If both are valid, which one is likely to be more performant?
The question of whether there is a “correct” answer is a little vague without having some very specific criteria for correctness. SQL is a declarative language, and both examples declare the same thing, so in principle they are identical.
In practice this is an example of what’s called “predicate pushdown”. Predicate means “where clause” and pushing it down means, performing the filtering operation as early as possible, because performing the join step of this query is a much more expensive operation than filtering, and doing the join only to throw away a huge portion of the results would be very stupid.
So, most modern database engines are not this stupid and they will evaluate whether it is possible to push down the predicate into the CTE without you telling it to do so. If it is, they will silently perform that optimisation under the hood for you. This gets a bit more obvious if in Option 2, you put the is_incremental block into the CTE called “final”, so the join and the WHERE are in the same step. How will the database choose which step to do first?
This depends on the database’s SQL interpreter and what it chooses to do, and it also depends on other optimisations to the table such as keys and indices defined on the tables - you didn’t explicitly specify a join condition in your example but the join performance will be impacted by these factors. It can sometimes be very difficult to predict what a particular database will make of any given query and performance can be bad or good for poorly-understood reasons. You can explore more of this with the EXPLAIN statement and similar tools in different databases. One example of a case that can confuse predicate pushdown is where you’re querying a view and the predicate could be pushed down into a CTE in the view, but the database may not always be able to figure this out and may process more data than it needs to.

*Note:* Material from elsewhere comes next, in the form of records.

PR #4432, opened 2026-09-17
fix: bump conventional-changelog so --conventional-commits can resolve conventional-commits-filter

### LINKED ISSUE #4427: `lerna version --conventional-commits` fails with a module resolution error
## Current Behavior

Running `lerna version --conventional-commits` fails with a module resolution error:
```
lerna ERR! ERR_MODULE_NOT_FOUND: Cannot find package 'conventional-commits-filter'
imported from ../node_modules/@conventional-changelog/git-client/dist/index.js
```

## Expected Behavior

`lerna version --conventional-commits` should generate the changelog and create the GitHub release without crashing. (It worked in`8.x` and `9.x`)

## Steps to Reproduce

- Install `lerna@10.0.1`
- Run `npx lerna version --conventional-commits --create-release github --yes`
- The error occurs

## Temporary workaround

Adding the following code to `package.json` fixes the issue

```
"overrides": {
  "lerna": { "conventional-changelog": ">=8.1.3" }
}
```

Or install `conventional-commits-filter` as a devDependency

## Suggested Fix

Bump the Lerna's `conventional-changelog` dependency from `8.1.0` to `8.1.3`. See https://github.com/conventional-changelog/conventional-changelog/releases/tag/conventional-changelog-v8.1.3

00200200:
Fixes #4427

`lerna version --conventional-commits` dies on nested installs with `ERR_MODULE_NOT_FOUND` for `conventional-commits-filter`. `conventional-changelog@8.1.0` left that as an optional peer of git-client.

I bumped it to `8.1.3`, which depends on the package for real.

Tested with:
`npx nx test lerna -- src/conventional-changelog-deps.spec.ts`


JamesHenry (approved):
Thank you!

PR #183, opened 2024-08-16
Add System.GetEntityScriptFilePath script function

shortcut0:
get lua script file path from entities


ccomrade (approved):
Looks good. Thanks.

PR #188, opened 2024-08-19
Add fix for invisible weapon after sv_restart

griseraner:


griseraner:
Possibly fixes the bug with invisible weapons in multiplayer?

ccomrade (approved):
This might have some unwanted side effects.

PR #194, opened 2024-08-25
191 change friendly cross color to blue

griseraner:
Fix random crosshair displays


Code/CryGame/Items/Weapons/VehicleWeapon.cpp
```diff
@@ -305,9 +305,12 @@ void CVehicleWeapon::UpdateFPView(float frameTime)
 //---------------------------------------------------------------------------
 void CVehicleWeapon::CheckForFriendlyAI(float frameTime)
 {
+	if (gEnv->bMultiplayer)
+		return;
```
ccomrade, line 309: What about multiplayer AI in the future?

ccomrade (approved):

Code/CryGame/Items/Weapons/VehicleWeapon.cpp
griseraner: Possibly, but this is just original code and not needed in mp for now :D

PR #197, opened 2024-08-27
Add more System and Weapon script bindings

shortcut0:
automation ftw :3

### DIFF
--- a/Code/CryScriptSystem/ScriptBindings/ScriptBind_System.cpp
+++ b/Code/CryScriptSystem/ScriptBindings/ScriptBind_System.cpp
@@ -1840,11 +1840,11 @@ int ScriptBind_System::GetItemClasses(IFunctionHandler * pH)
 
 	for (pEntityRegistry->IteratorMoveFirst(); pClass = pEntityRegistry->IteratorNext();)
 	{
-		if (pClass) {
-			if (pItemSystem->IsItemClass(pClass->GetName()))
-				pObj->SetAt(k++, pClass->GetName());
-
+		if (pItemSystem->IsItemClass(pClass->GetName()))
+		{
+			pObj->SetAt(k++, pClass->GetName());
 		}
+
 	}
 
 	return pH->EndFunction(*pObj);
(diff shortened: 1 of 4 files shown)


Code/CryScriptSystem/ScriptBindings/ScriptBind_System.cpp
```diff
@@ -1823,4 +1827,46 @@ int ScriptBind_System::GetEntityScriptFilePath(IFunctionHandler* pH, const char*
...
+	IEntityClassRegistry* pEntityRegistry = gEnv->pEntitySystem->GetClassRegistry();
+	IEntityClass* pClass;
+
+	for (pEntityRegistry->IteratorMoveFirst(); pClass = pEntityRegistry->IteratorNext();)
+	{
+		if (pClass) {
+			if (pItemSystem->IsItemClass(pClass->GetName()))
+				pObj->SetAt(k++, pClass->GetName());
+
+		}
```
ccomrade, line 1847:
```suggestion
		if (pItemSystem->IsItemClass(pClass->GetName()))
		{
			pObj->SetAt(k++, pClass->GetName());
		}
```

When `pClass` is null, the end has been reached, so the loop body is not called again.

Code/CryScriptSystem/ScriptBindings/ScriptBind_System.cpp
```diff
@@ -1823,4 +1827,46 @@ int ScriptBind_System::GetEntityScriptFilePath(IFunctionHandler* pH, const char*
...
+	IEntityClassRegistry* pEntityRegistry = gEnv->pEntitySystem->GetClassRegistry();
+	IEntityClass* pClass;
+
+	for (pEntityRegistry->IteratorMoveFirst(); pClass = pEntityRegistry->IteratorNext();)
+	{
+		if (pClass) {
+			if (pVehicleSystem->IsVehicleClass(pClass->GetName()))
+				pObj->SetAt(k++, pClass->GetName());
+
+		}
```
ccomrade, line 1868:
```suggestion
		if (pVehicleSystem->IsVehicleClass(pClass->GetName()))
		{
			pObj->SetAt(k++, pClass->GetName());
		}
```

When `pClass` is null, the end has been reached, so the loop body is not called again.

ccomrade (changes requested):

ccomrade (approved):
Looks good. Thanks.

PR #204, opened 2024-09-07
160 add easy way to change character model

griseraner:


ccomrade (approved):
Very nice! I found only a few minor things that can be improved.

PR #221, opened 2024-09-30
Soundmoods supported in FP/TP spectating + bugfix

griseraner:


Code/CryGame/Actors/Player/NanoSuit.cpp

The final factor is readability. dbt has a convention of having small CTEs doing SELECT * FROM {{ ref('my_dependency') }} but other than that, these examples are very simple one-statement queries. In a real-world model of a few hundred lines, readability is going to become a concern, and if your database engine is smart enough to push down this kind of predicate properly, readability is a much bigger concern. So someone arguing for the predicate to come later in the query on the basis that is more readable with no performance impact, would have a pretty good case, I think.
So to summarise:
It may make a difference to performance but if your database is modern then it usually won’t… but it might
You can test the performance and see for yourself
If there is no performance difference, the argument is academic and you’re free to structure the query whatever way makes the most sense to you
Using CTEs extensively in SQL code can often feel like you’re writing code procedurally, but this can also be a trap - you aren’t actually doing so, you’re still writing declarative code, and the database will make up its own mind about the right order of operations.
As best practice I would still put the incremental filter as close to the original ref as possible. The only reason for putting it in the final CTE is if it also depended on the join.
Note: @Eugene Kim (Orrum) originally posted this reply in Slack. It might not have transferred perfectly.